Hi i was wondering what kind of cichlids can i put together. I was really wanting a Dolphin Cichlid, But was told i cant put Yellow Labids, Zebras, Peacocks, Kenyis, Bumblebees, Kadangos, Electric Blue Jhannis and Cuckoo catfish together. But i was told aswel that any fish that are around same size and all come from the same area n Africa are ok to be together. So Im wondering what in the world i can put together aswell as what do i need for a Cichlid tank.? ty Sharon


----------



## justinf67

I have seen u post this exact thing about 5 times and each time u get the same answer and reading material... Put simply, cichlid is a very broad term. Theres mbuna, peackocks, haps, south americans, central americans, tanganyikans. So, most go with mbuna or peacocks as they are more colorful with an interesting personality.

U mentioned a 55g tank. Best way to stock is with 3 species with numbers ranging from 5-7 of each species. U want one male for each species as males get very aggressive at maturity and the females will keep the males in check...

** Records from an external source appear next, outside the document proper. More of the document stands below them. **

PR #1350, opened 2019-12-23
fix(*): fix workflow required field and undefined func

qiuxiaolian:

- Whether the field is required
- Clickable secondary breadcrumbs
- log  component bug fix 

Fixes #

Reference to #

/cc @ladjzero

**Release note**:

```release-note
NONE
```

### DIFF
--- a/web/src/components/workflow/component/stage/TemplateStage.js
+++ b/web/src/components/workflow/component/stage/TemplateStage.js
@@ -98,9 +98,7 @@ class TemplateStage extends React.Component {
                           }
                           tooltip={_.get(argDes, r.name)}
                           hasFeedback
-                          required={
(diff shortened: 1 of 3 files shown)


web/src/components/workflow/component/stage/TemplateStage.js
```diff
@@ -98,7 +98,9 @@ class TemplateStage extends React.Component {
                           }
                           tooltip={_.get(argDes, r.name)}
                           hasFeedback
-                          required
+                          required={
+                            r.name === 'output-artifact-path' ? false : true
```
ladjzero:
```suggestion
                            r.name !== 'output-artifact-path'
```

PR #1353, opened 2019-12-25
chore: get tenant info from query if header omitted

zhujian7:

Add your description

Fixes #

Reference to #

/cc @supereagle @qiuxiaolian 

**Release note**:

```release-note
NONE
```

### DIFF
--- a/pkg/server/handler/v1alpha1/workflowrun.go
+++ b/pkg/server/handler/v1alpha1/workflowrun.go
@@ -353,7 +353,14 @@ func receiveContainerLogStream(tenant, project, workflow, workflowrun, stage, co
 }
 
 // GetContainerLogStream gets real-time logs of a certain stage.
-func GetContainerLogStream(ctx context.Context, project, workflow, workflowrun, tenant, stage string) error {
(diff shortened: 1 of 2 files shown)


pkg/server/handler/v1alpha1/workflowrun.go
```diff
@@ -353,7 +353,14 @@ func receiveContainerLogStream(tenant, project, workflow, workflowrun, stage, co
 }
 
 // GetContainerLogStream gets real-time logs of a certain stage.
-func GetContainerLogStream(ctx context.Context, project, workflow, workflowrun, tenant, stage string) error {
+func GetContainerLogStream(ctx context.Context, project, workflow, workflowrun, tenant, stage, qt string) error {
+	// If there is no tenant info in Header, we will get it from query, since front end is hard to
```
supereagle: This is a little tricky, we can use HTTP request and upgrade to websocket. @qiuxiaolian

qiuxiaolian: This problem can be solved by setting a proxy. However, the version of the project's create-react-app is too low, and modifying the configuration is cumbersome and requires a relatively large price. Can be resolved after subsequent upgrades

PR #1460, opened 2020-06-30
[EIP]:fix(cyclone):judgement use eip or vip according to user cluster

quasimodo7614:

fix(cyclone):judgement use eip or vip according user cluster

Fixes #

Reference to #

/cc @zhujian7 @tosone 

**Release note**:

```release-note
NONE
```


pkg/workflow/common/cluster.go
```diff
@@ -17,3 +17,15 @@ func GetExecutionClusterClient(wfr *v1alpha1.WorkflowRun) kubernetes.Interface {
 
 	return store.GetClusterClient(cluster)
 }
+
+// IsMaster judge weather this wkf in master cluster or not
```
zhujian7, line 21: `IsMaster judge whether this wfr will be executed in the master cluster or not` is better?

pkg/workflow/controller/config.go
```diff
@@ -47,6 +47,9 @@ type WorkflowControllerConfig struct {
 	ExecutionContext ExecutionContext `json:"execution_context"`
 	// CycloneServerAddr is address of the Cyclone Server
 	CycloneServerAddr string `json:"cyclone_server_addr"`
+	// CycloneServerAddrEIP is the address of the Cyclone Server . when not in master cluster,
+	// and the net solution is EIP , use this Addr  rather than CycloneServerAddr
```
zhujian7, line 51: delete the unnecessary "space" between `use this Addr` and `rather than ...`?

zhujian7:
I don't recommend to add a new `master` concept in the repo. Can we keep using `ControlCluster`?

PR #1467, opened 2020-07-13
fix: status wrong when task processed in the delegation api

zhujian7:

If the delegation task processed in the delegation API and update the task status to Succeeded/Failed status, we should not update it to Waiting(since the task has already been processed), otherwise, the task will be stuck.

Fixes #

Reference to #

/cc @hyy0322 @supereagle 

**Release note**:

```release-note
NONE
```

### DIFF
--- a/pkg/workflow/workflowrun/workload.go
+++ b/pkg/workflow/workflowrun/workload.go
@@ -12,6 +12,7 @@ import (
 
 	"github.com/caicloud/cyclone/pkg/apis/cyclone/v1alpha1"
 	"github.com/caicloud/cyclone/pkg/k8s/clientset"
+	"github.com/caicloud/cyclone/pkg/util"
 	"github.com/caicloud/cyclone/pkg/util/retry"
 	"github.com/caicloud/cyclone/pkg/workflow/workload/delegation"
 	"github.com/caicloud/cyclone/pkg/workflow/workload/pod"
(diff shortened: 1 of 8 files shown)


hyy0322:
Delegation task is something like calling external service like jenkins to do some work?

hyy0322:
Why deletion task processed twice?

pkg/workflow/workflowrun/workload.go
```diff
@@ -144,6 +144,22 @@ func (p *WorkloadProcessor) processDelegation() error {
...
+
+	// If the task has already been processed by the above RESTful API task, we should not update the status of the task to Waiting
+	latestWfr, err := p.client.CycloneV1alpha1().WorkflowRuns(p.wfr.Namespace).Get(p.wfr.Name, metav1.GetOptions{})
+	if err != nil {
+		log.WithField("wfr", p.wfr.Name).Error("Get latest wfr failed")
+		return err
+	}
+	// The task maybe has been processed by the delegation task and status not needed to be set to Waiting
+	if stg, ok := latestWfr.Status.Stages[p.stg.Name]; ok {
+		if stg.Status.Phase == v1alpha1.StatusSucceeded ||
```
supereagle, line 156: I remember that we have defined a method for this status judgement. If not, I think we should define one for this.

supereagle:
ping @zhujian7

pkg/workflow/workflowrun/workload.go
zhujian7: OK, I will refactor it.

zhujian7:
> ping @zhujian7

@supereagle  PTAL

A sample tank for a newbie would be:

5-7 Rusties
5-7 Yellow Labs 
5-7 maingano or 3-4 acei.(acei get pretty large)

this is a very colorful tank and would work just fine.

5-7 yellow labs
12 demasoni
5-7 albino socolofi

another very nice tank. I currently house this exact stock....

For peacocks, u would go all male with 8-9 males that dont look alike., Or one male with a large group of females as peacock females look the same, u cant mix the different species, so all male looks much nicer, but isnt for a beginner as u have to move aggressive fish to attain a balance....

Put extra clearly, do NOT get Kenyi or bumblebees. The bees can get 8-10'' and very aggressive. the kenyi are evil at maturity and can kill of an entire tank.


----------



## Floridagirl

Tundra_Wolf said:


> Hi i was wondering what kind of cichlids can i put together. I was really wanting a Dolphin Cichlid, But was told i cant put Yellow Labids, Zebras, Peacocks, Kenyis, Bumblebees, Kadangos, Electric Blue Jhannis and Cuckoo catfish together. But i was told aswel that any fish that are around same size and all come from the same area n Africa are ok to be together. So Im wondering what in the world i can put together aswell as what do i need for a Cichlid tank.? ty Sharon


Sharon, it really depends on what you want out of a tank..If you really want a Dolphin cichlid, then you can get a group of 6 and grow them out for a breeding group in the 55. They take a while to grow, so you can save for a bigger tank. or, you can do a single Dolphin. Same thing with the Kadangos, but they grow a little faster.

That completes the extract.